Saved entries

* * *

PR #5328, opened 2018-11-14
gui: Display rate limit (fixes #5320)

### LINKED ISSUE #5320: gui: Display rate limit

uok:
Display rate limit for own device and connected devices

limit-show

### DIFF
--- a/gui/default/index.html
+++ b/gui/default/index.html
@@ -552,8 +552,13 @@
                         <span ng-if="!metricRates">{{connectionsTotal.inbps | binary}}B/s</span>
                         <span ng-if="metricRates">{{connectionsTotal.inbps*8 | metric}}bps</span>
                         ({{connectionsTotal.inBytesTotal | binary}}B)
+                        <small ng-if="config.options.maxRecvKbps > 0"><br/>
+                          <i class="text-muted"><span translate>Limit</span>:
+                            <span ng-if="!metricRates">{{config.options.maxRecvKbps*1024 | binary}}B/s</span>
+                            <span ng-if="metricRates">{{config.options.maxRecvKbps*1024*8 | metric}}bps</span>
+                          </i>
+                        </small>
                       </a>
-                      <small ng-if="config.options.maxRecvKbps > 0"><br/><i class="text-muted"><span translate>Limit</span>: {{config.options.maxRecvKbps}} KiB/s</i></small>
                     </td>
                   </tr>
                   <tr>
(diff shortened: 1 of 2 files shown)


uok:
Ok, this works nice!
How do I get a new string into the GUI and transifex for translation?

gui/default/index.html
```diff
@@ -551,8 +551,9 @@ <h4 class="panel-title">
                       <a href="#" class="toggler" ng-click="toggleUnits()">
                         <span ng-if="!metricRates">{{connectionsTotal.inbps | binary}}B/s</span>
                         <span ng-if="metricRates">{{connectionsTotal.inbps*8 | metric}}bps</span>
-                        ({{connectionsTotal.inBytesTotal | binary}}B)</span>
```
imsodin: Good find. These superfluous spans are missing in other places, e.g. the closing one for 
```
                                                <span tooltip data-original-title="{{localStateTotal.files | alwaysNumber | localeNumber}} {{'files' | translate}}, {{ localStateTotal.directories | alwaysNumber | localeNumber}} {{'directories' | translate}}, ~{{ localStateTotal.bytes | binary}}B">
```
in line 571 (or thereabouts).

gui/default/index.html
```diff
@@ -551,8 +551,9 @@ <h4 class="panel-title">
...
+                        ({{connectionsTotal.inBytesTotal | binary}}B)
                       </a>
+                      <small ng-if="config.options.maxRecvKbps > 0"><br/><i class="text-muted"><span translate>Limit</span>: {{config.options.maxRecvKbps}} KiB/s</i></small>
```
imsodin: I am pretty sure `maxRecvKbps` are actually bits, not bytes. And this should follow the rate limit unit, i.e. change unit on toggle as well.

gui/default/index.html
uok: fixed!

gui/default/index.html
uok: I entered "123" in the settings (it says KiB/s there) and "123" is displayed in the GUI line I added.

calmh:
Chill until next Wednesday, when magic scripts run and it happens automagically.

Or, look into `go run build.go translate` which updates json files based on the HTML source etc

uok:
ok, then this PR is good to go from my side.

uok:
good to go
Is commit squashing still needed?

calmh:
Squashing happens at merge 👍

* * *

TASK INSTRUCTIONS:
Set down all the data exactly as given.

RESPONSE FOR THIS EXERCISE:
PR #5328, opened 2018-11-14
gui: Display rate limit (fixes #5320)

### LINKED ISSUE #5320: gui: Display rate limit

uok:
Display rate limit for own device and connected devices

limit-show

### DIFF
--- a/gui/default/index.html
+++ b/gui/default/index.html
@@ -552,8 +552,13 @@
                         <span ng-if="!metricRates">{{connectionsTotal.inbps | binary}}B/s</span>
                         <span ng-if="metricRates">{{connectionsTotal.inbps*8 | metric}}bps</span>
                         ({{connectionsTotal.inBytesTotal | binary}}B)
+                        <small ng-if="config.options.maxRecvKbps > 0"><br/>
+                          <i class="text-muted"><span translate>Limit</span>:
+                            <span ng-if="!metricRates">{{config.options.maxRecvKbps*1024 | binary}}B/s</span>
+                            <span ng-if="metricRates">{{config.options.maxRecvKbps*1024*8 | metric}}bps</span>
+                          </i>
+                        </small>
                       </a>
-                      <small ng-if="config.options.maxRecvKbps > 0"><br/><i class="text-muted"><span translate>Limit</span>: {{config.options.maxRecvKbps}} KiB/s</i></small>
                     </td>
                   </tr>
                   <tr>
(diff shortened: 1 of 2 files shown)


uok:
Ok, this works nice!
How do I get a new string into the GUI and transifex for translation?

gui/default/index.html
```diff
@@ -551,8 +551,9 @@ <h4 class="panel-title">
                       <a href="#" class="toggler" ng-click="toggleUnits()">
                         <span ng-if="!metricRates">{{connectionsTotal.inbps | binary}}B/s</span>
                         <span ng-if="metricRates">{{connectionsTotal.inbps*8 | metric}}bps</span>
-                        ({{connectionsTotal.inBytesTotal | binary}}B)</span>
```
imsodin: Good find. These superfluous spans are missing in other places, e.g. the closing one for 
```
                                                <span tooltip data-original-title="{{localStateTotal.files | alwaysNumber | localeNumber}} {{'files' | translate}}, {{ localStateTotal.directories | alwaysNumber | localeNumber}} {{'directories' | translate}}, ~{{ localStateTotal.bytes | binary}}B">
```
in line 571 (or thereabouts).

gui/default/index.html
```diff
@@ -551,8 +551,9 @@ <h4 class="panel-title">
...
+                        ({{connectionsTotal.inBytesTotal | binary}}B)
                       </a>
+                      <small ng-if="config.options.maxRecvKbps > 0"><br/><i class="text-muted"><span translate>Limit</span>: {{config.options.maxRecvKbps}} KiB/s</i></small>
```
imsodin: I am pretty sure `maxRecvKbps` are actually bits, not bytes. And this should follow the rate limit unit, i.e. change unit on toggle as well.

gui/default/index.html
uok: fixed!

gui/default/index.html
uok: I entered "123" in the settings (it says KiB/s there) and "123" is displayed in the GUI line I added.

calmh:
Chill until next Wednesday, when magic scripts run and it happens automagically.

Or, look into `go run build.go translate` which updates json files based on the HTML source etc

uok:
ok, then this PR is good to go from my side.

uok:
good to go
Is commit squashing still needed?

calmh:
Squashing happens at merge 👍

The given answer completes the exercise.